All the instructor was able to do was "encourage" Cho to go to counseling,
suggest that his "writing was unacceptable and he needed to write in another
voice" and tutor him herself as a way of keeping him out of class. She still
felt it neccessary to keep a door open while he was in the room alone with her
-- just in case.

On the morning of the shooting, after hearing that a killer was at large on
their campus, Cho's classmates began talking with each other "with serious worry
about whether he could be the school shooter." Considering the size of the
Virginia Tech student body and the possiblity that the shooter could have been
one of hundreds of employees or even an outsider, this is significant.

The common thread that emerges is that everyone, in one way or another -- either
by the catchisms of moral relativism, by lawsuit, or by regulation -- felt
inhibited from doing anything.

Several years ago Philip K. Howard, the author of a book titled Life without
Lawyers analyzed the story of Charles Cullen, the male nurse who came to be
known as "the most prolific serial killer in New Jersey history."

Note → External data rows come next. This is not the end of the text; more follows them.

PR #3099, opened 2023-05-08
Allow multiple plugins at the same time

opfromthestart:
Changed many places that use:
used_plugin to used_plugins 
PluginUsed to PluginsUsed

- [ ] Make frontend work with multiple
- [ ] Make DB update correctly

### DIFF
--- a/.vscode/settings.json
+++ b/.vscode/settings.json
@@ -1,8 +1,11 @@
 {
-  "python.analysis.extraPaths": ["${workspaceFolder}/oasst-shared"],
+  "python.autoComplete.extraPaths": ["${workspaceFolder}/oasst-shared"],
   "prettier.singleQuote": false,
   "eslint.workingDirectories": ["./website", "./docs"],
   "python.testing.pytestArgs": ["backend/tests", "oasst-shared/tests"],
   "python.testing.unittestEnabled": false,
-  "python.testing.pytestEnabled": true
+  "python.testing.pytestEnabled": true,
+  "python.linting.pylintEnabled": false,
+  "python.linting.pylintArgs": ["--ignore-imports y"],
+  "python.linting.mypyEnabled": true
 }
--- a/inference/worker/chat_chain.py
+++ b/inference/worker/chat_chain.py
@@ -15,7 +15,7 @@ from chat_chain_prompts import (
     V2_ASST_PREFIX,
     V2_PROMPTER_PREFIX,
 )
-from chat_chain_utils import compose_tools_from_plugin, extract_tool_and_input, prepare_prompt, use_tool
+from chat_chain_utils import compose_tools_from_plugins, extract_tool_and_input, prepare_prompt, use_tool
 from hf_langchain_inference import HFInference
 from langchain.agents import Tool
 from langchain.memory import ConversationBufferMemory
@@ -63,11 +63,11 @@ def handle_plugin_usage(
     language: str,
     tools: list[Tool],
     memory: ConversationBufferMemory,
-    plugin: inference.PluginEntry | None,
+    plugins: list[inference.PluginEntry],
     worker_config: inference.WorkerConfig,
     tokenizer: transformers.PreTrainedTokenizer,
     parameters: interface.GenerateStreamParameters,
-) -> tuple[str, inference.PluginUsed]:
+) -> tuple[str, inference.PluginsUsed]:
     execution_details = inference.PluginExecutionDetails(
         inner_monologue=[],
         final_tool_output="",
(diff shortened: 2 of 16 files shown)


opfromthestart:
Some discussion probably should be had on whether or nor plugins should be able to talk to each other, as I could see this being used in nefarious ways, eg a plugin that asks you to give it private information (from database or other private api).

opfromthestart:
Frontend may be working, but I can't check without fixing the database, which i dont know how to do.

.vscode/settings.json
```diff
@@ -1,8 +1,11 @@
 {
```
olliestanley, line 1: Can you revert the changes to this before merge?

inference/worker/chat_chain.py
```diff
@@ -191,6 +191,17 @@ def handle_plugin_usage(
             chain_response = prev_chain_response
             assisted = True
 
+        the_plugin: inference.PluginEntry | None = None
+        for plugin_ in plugins:
```
olliestanley, line 195: Can we replace `the_plugin` and `plugin_` with more descriptive names here?

inference/worker/chat_chain_utils.py
```diff
@@ -71,7 +79,7 @@ def similarity(ts1: str, ts2: str) -> float:
 # TODO: Can be improved, like... try to use another pass trough LLM
 # with custom tuned prompt for fixing the formatting.
 # e.g. "This is malformed text, please fix it: {malformed text} -> FIX magic :)"
-def extract_tool_and_input(llm_output: str, ai_prefix: str) -> tuple[str, str]:
+def extract_tool_and_input(llm_output: str, ai_prefix: str) -> Tuple[str, str]:
```
olliestanley, line 82: Type hints should be kept as `tuple`, not `Tuple`

inference/worker/interface.py
```diff
@@ -61,10 +61,10 @@ class StreamDetails(pydantic.BaseModel):
...
 
 class GenerateStreamResponse(pydantic.BaseModel):
-    token: Token | None
-    generated_text: str | None
-    details: StreamDetails | None
-    error: str | None
+    token: Token | None = None
+    generated_text: str | None = None
+    details: StreamDetails | None = None
+    error: str | None = None
```
olliestanley, line 67: Are these defaults being added related to this PR?

inference/worker/work.py
```diff
@@ -269,7 +269,7 @@ class OOMError(Exception):
                 try:
                     for _ in range(batch_size):
                         stream_events = utils.get_inference_server_stream_events(stream_request)
-                        ftrs.append(executor.submit(list, stream_events))
+                        ftrs.append(executor.submit(list, *stream_events))
```
olliestanley, line 272: What is the effect of this change, practically?

olliestanley (commented):
Thanks, have not reviewed in full but left a few questions. This will still need an Alembic script before ready for full review.

Plugin logic is already quite messy, we really will need to clean it up especially with these changes.

olliestanley:
> Frontend may be working, but I can't check without fixing the database, which i dont know how to do.

Re fixing the database you should start fresh (delete your OA Docker volumes/images), run the backend, and then generate an Alembic script. Then when you restart it should work fine.

.vscode/settings.json
opfromthestart: I will do this at the end

inference/worker/chat_chain.py
opfromthestart: I did this, it is now `single_used_plugin` and `possible_plugin`

inference/worker/chat_chain_utils.py
opfromthestart: This is also done

opfromthestart:
Some of the changes were due to getting mypy to not show any errors in the project. I am used to using typed languages and wanted to not have errors relating to types/None

opfromthestart:
I reset the database but it is still saying that it cannot find the "usedPlugins" column.

draganjovanovich:
This PR tries to implement 
1. The feature that will enable that user's query could trigger the usage of multiple plugins(all enabled plugins are presented to the LLM) for a single answer?
or 
2. Just to give LLM multiple plugins(all enabled plugins are presented to the LLM) to choose from, and it will be using only one(that LLM chose) to generate the response(final prompt)?

I am asking this because there are at least two(obvious) options that I mentioned ^^^, and I think that presenting multiple plugins to the LLM and letting it choose one, is more feasible(usable/reliable) than letting it choose and use multiple plugins, and also frontend, in that case, could be almost unchanged.

And we should also keep in mind that for both options we would need a much larger ctx window than what we currently have.

opfromthestart:
@draganjovanovich This does the first, as well as showing all responses it received at the end, allowing it to properly use the output of multiple plugins as the final output.

draganjovanovich:
Ok, you are aware, that final response is generated outside of the plugin system, so there must me one final prompt?
At least for the curent state of inference worker.

opfromthestart:
@draganjovanovich What I mean is, that instead of just returning the last observation as the output to the final prompt, it returns all the observations appended to each other.

PR #3100, opened 2023-05-09
Use the tool with the highest similarity instead of the first one over 75%

someone13574:


inference/worker/chat_chain_utils.py
```diff
@@ -162,12 +162,17 @@ def prepare_json(json_str: str) -> str:
 
 
 def use_tool(tool_name: str, tool_input: str, tools: list) -> str:
+    best_match = None
```
olliestanley, line 165: This code could just be something like:

```
    best_match, best_similarity = max(
        ((tool, similarity(tool.name, tool_name)) for tool in tools),
        key=lambda x: x[1], 
        default=(None, 0),
    )
```

olliestanley (approved):

PR #3101, opened 2023-05-09
Add link to template plugin and instructions

someone13574:
Draganjovanovich said on the Discord that I should add this.


olliestanley (approved):
Thanks. In future we can get some documentation on this into the OA repo but for now this is a great start

PR #171, opened 2016-02-22
[7.0] Prevent to unpickle globals which are not jobs

guewen:
This is a safeguard to prevent someone to write arbitrary code in jobs.
Builtin types and datetime/timedelta are allowed in job arguments, and a
new function 'whitelist_unpickle_global' allows to register new objects
if needed.

I will do a proper release with a new addon's version and updated changelog in
a PR after this one is merged.

/cc @lmignon @sbidoul @gurneyalex @colinnewell

### DIFF
--- a/connector/jobrunner/runner.py
+++ b/connector/jobrunner/runner.py
@@ -200,10 +200,11 @@ class Database(object):
             cr.execute("LISTEN connector")
 
     def select_jobs(self, where, args):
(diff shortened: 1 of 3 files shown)


lmignon:
:+1:  same as #170

colinnewell:
:+1:

lmignon:
Same changes as in #170 and 3 :+1:  on #170 -> merge

PR #172, opened 2016-03-02
Add job_uuid in context

YannickB:
Hello,

This PR add the job_uuid in the context of the function being executed. This allow to easily retrieve information which may be needed by the subfunction and relative to the job, like the date when the execution started, the job id in itself etc...

Context : We absolutely need it for the Clouder project, because the log of system calls are stored in the job itself. Currently we have no way to retrieve the job which called the function.

### DIFF
--- a/connector/queue/job.py
+++ b/connector/queue/job.py
@@ -507,7 +507,8 @@ class Job(object):
         with session.change_user(self.user_id):
             self.retry += 1
             try:
-                self.result = self.func(session, *self.args, **self.kwargs)
+                with session.change_context({'job_uuid': self._uuid}):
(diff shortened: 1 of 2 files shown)


guewen:
Sound good. Could add a simple test such as this one https://github.com/OCA/connector/blob/8.0/connector/tests/test_job.py#L116-L119? The idea being a new test job that returns session.env.context.get('job_uuid').

lmignon:
Thank you @YannickB . :+1:

sebalix:
Useful :+1:

YannickB:
Thank you guys, the tests have been added by nicolas (and you should have received his CLA)

damdam-s:
:+1: thanks

PR #169, opened 2016-02-15
9.0 from 8.0

lmignon:
Migration to version 9.0
- [x] connector (@lmignon)
  - [x] forward port of latest changes from 8.0 to 9.0
  - [x] make the module installable (@lmignon)
  - [x] remove the old workers code (@lmignon)
  - [x] integrate PR #165 (@lmignon)

PR #178, opened 2016-03-03
Some more 9.0 migration

sbidoul:


guewen:
Thanks! Could you complete the changelog for 9.0.1.0.1?

sbidoul:
@guewen BTW, should we not version it 9.0.4.0.1 instead of 9.0.1.0.1?

People are used to talk version 3 of the connector, so it may be strange to fall back to 1.0.

pedrobaeza:
But version is 9.0.1.0.0, not only 1.0.0

lmignon:
I'm really surprised to see that the module is `'installable': False`. I can't figure out how this value has changed from https://github.com/acsone/connector/commit/29079562e2cf36cb33c12c4d068ca893d977977f. I've checked each following commit and this value has never been reset to `False`. This looks like a bug in git...
:+1:

sbidoul:
changelog updated

pedrobaeza:
:+1:

guewen:
> @guewen BTW, should we not version it 9.0.4.0.1 instead of 9.0.1.0.1?
> 
> People are used to talk version 3 of the connector, so it may be strange to fall back to 1.0.

Yeah.. well, previously we were only writing the last digits of the version, so if we consider only them it's weird. But I think we should speak about `8.0.3.3.0` and `9.0.1.0.1` and now that's fine. In fact, I didn't thought about that before reading https://github.com/OCA/connector/pull/169#discussion_r52924726 ;-)

Thanks for the changelog!

guewen:
@sbidoul @lmignon do you agree on the version numbering?

lmignon:
@guewen Yes I agree

sbidoul:
@guewen I don't disagree

guewen:
:+1:

PR #184, opened 2016-03-31
[REF] write function - more modularity

gfcapalbo:
Small refactoring of the write method in queue/model.py

I found my self in the necessity to write a module that silenced some error notifications that were bothering the client. I could not do a clean inheritance the way write() is structured now. I am proposing a refactoring to allow the write function to accept more future modularity.

Ideally to avoid the situation I found myself in we should have:

``` python
def write(self):
    self.pre_write()
    res=SUPER
    self.post_write()
    return res   



```

### DIFF
--- a/connector/queue/model.py
+++ b/connector/queue/model.py
@@ -148,8 +148,11 @@ class QueueJob(models.Model):
         return True
 
     @api.multi
-    def write(self, vals):
-        res = super(QueueJob, self).write(vals)
+    def pre_write(self):
+        pass
+
+    @api.multi
+    def post_write(self, vals):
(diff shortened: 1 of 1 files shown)


pedrobaeza:
Please squash to one commit. Why not including finally the pre_write?

gfcapalbo:
Commits squashed.

guewen:
Could you show an example of what it allows to do that you couldn't do before?

lasley:
Thanks for the submission @gfcapalbo - I agree that a note on what this allows before/after would be excellent.

guewen:
Please re-open in case you still need it and have more details on the intent.

PR #185, opened 2016-04-04
[8.0] add date to whitelist_unpickle_global list

laetitia-gangloff:
I think date (as datetime and timedelta) can be allowed in whitelist unpickle.

### DIFF
--- a/connector/queue/job.py
+++ b/connector/queue/job.py
@@ -24,7 +24,7 @@ import functools
 import logging
 import uuid
 import sys
-from datetime import datetime, timedelta, MINYEAR
+from datetime import date, datetime, timedelta, MINYEAR
 from cPickle import dumps, UnpicklingError, Unpickler
 from cStringIO import StringIO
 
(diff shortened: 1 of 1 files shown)


sebalix:
:+1: 

I encounter the `decimal.Decimal` type too (`import decimal`) while dealing with `pymssql`, is there an interest to add it?

laetitia-gangloff:
What is the best way to get a "complete" and "easy to extend" whitelist unpickle ?

guewen:
> What is the best way to get a "complete" and "easy to extend" whitelist unpickle ?

What do you mean?

guewen:
:+1:

guewen:
> I encounter the decimal.Decimal type too (import decimal) while dealing with pymssql, is there an interest to add it?

Not sure it is common enough to add it (unfortunately in Odoo, yes). You can add it in your addon with `whitelist_unpickle_global(decimal.Decimal)`

sebalix:
@guewen yes that's what I did, it is really not a problem as long as we can update this whitelist easily. Thanks!

sbidoul:
:+1:

lmignon:
:+1:

PR #187, opened 2016-04-07
8.0 manage invalid data error

gfcapalbo:
Problem:
I would have many jobs stuck in start.  THese jobs Had all raised InvalidDataError.
Strangely the Exception was not catched in main.py, but the generic 

Therefore the store function that had to write my failed job would never trigger

When explicitly importing InvalidDataError, the exception was catched (see commit  
https://github.com/gfcapalbo/connector/commit/5b77f3c6d77a9e10ee3f0f2e2fca72747e0f0244)

I replaced except (FailedJobError, InvaliDataError, Exception):  
with 
except:

I am still not sure why this works for me, but it seems OK to set ALL of the forseeable exceptions to fail jobs.

### DIFF
--- a/connector/controllers/main.py
+++ b/connector/controllers/main.py
@@ -15,8 +15,7 @@ from ..exception import (NoSuchJobError,
                          NotReadableJobError,
                          RetryableJobError,
                          FailedJobError,
-                         NothingToDoJob,
-                         InvalidDataError)
+                         NothingToDoJob)
 
 _logger = logging.getLogger(__name__)
 
@@ -112,7 +111,8 @@ class RunJobController(http.Controller):
             # delay the job later, requeue
             retry_postpone(job, unicode(err), seconds=err.seconds)
             _logger.debug('%s postponed', job)
-        except (FailedJobError, InvalidDataError, Exception):
+
+        except:
             buff = StringIO()
             traceback.print_exc(file=buff)
             _logger.error(buff.getvalue())
--- a/connector/controllers/main.py
+++ b/connector/controllers/main.py
@@ -129,7 +129,6 @@ class RunJobController(http.Controller):
             buff = StringIO()
             traceback.print_exc(file=buff)
             _logger.error(buff.getvalue())
-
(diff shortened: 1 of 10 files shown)


gfcapalbo:
@StefanRijnhart   @hbrunn     what do you think?

hbrunn:
I think first of all, you need to propose to the correct target branch, which is 8.0. Then I think @sbidoul and @guewen are a lot better persons to ask for an opinion because to my knowledge, this repo is their baby

connector/controllers/main.py
```diff
@@ -112,11 +112,10 @@ def retry_postpone(job, message, seconds=None):
             retry_postpone(job, unicode(err), seconds=err.seconds)
             _logger.debug('%s postponed', job)
 
-        except (FailedJobError, Exception):
+        except:
```
sbidoul, line 115: AFAICS, `InvalidDataError` is a `ConnectorException`, which is `RuntimeError` which is an `Exception`, so changing this exception handler should not have any influence on your use case. Your root cause must be something else.

hbrunn, line 115: @sbidoul that's what I thought too. But the same applies to `FailedJobError`, and this one is mentioned explicitly here. `git blame` says you wrote this line, do you remember why you added `FailedJobError`? And do you agree in general to catch unconditionally here? I'd think we want to persist the failed state no matter what happened, right?

sbidoul, line 115: I was also wondering why the `FailedJobError` is there. This code comes from https://github.com/OCA/connector/blob/1dbde5d23dbd97c5fee4accd408cb619bfd36ce8/connector/queue/worker.py#L150 (@guewen's). 

Still, the current except statement is equivalent to `except Exception` which catches everything for all practical purposes (https://docs.python.org/2/library/exceptions.html#exceptions.Exception).

@gfcapalbo can you say more about your problem?

gfcapalbo:
Closed/
Please continue discussion here : Correct PR https://github.com/OCA/connector/pull/188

"During his 16-year nursing career," Howard wrote, "Cullen was able to move from
one hospital to another ... because fear of litigation prevented those hospitals
from giving him a bad reference. Co-workers observed his strange behavior, and
caught him in rooms of patients with medications that weren't appropriate. But
they didn't know he was murdering people, and couldn't prove that he was doing
something illegal. So the hospitals would eventually let him go, and, when the
next hospital in line asked for a reference, merely gave the stock response of
all employers nowadays: 'We confirm that he worked here from this to that
date.'"

We don't know enough yet about the Mclendon case, but I have a feeling we will
find much the same syndrome in McClendon's life.

Incidentally, Cullen killed far more people than McClendon or Cho but his weapon
was a hypodermic needle filled with overdose-levels of medication. Doesn't that
show that someone determinted to kill others will find a way?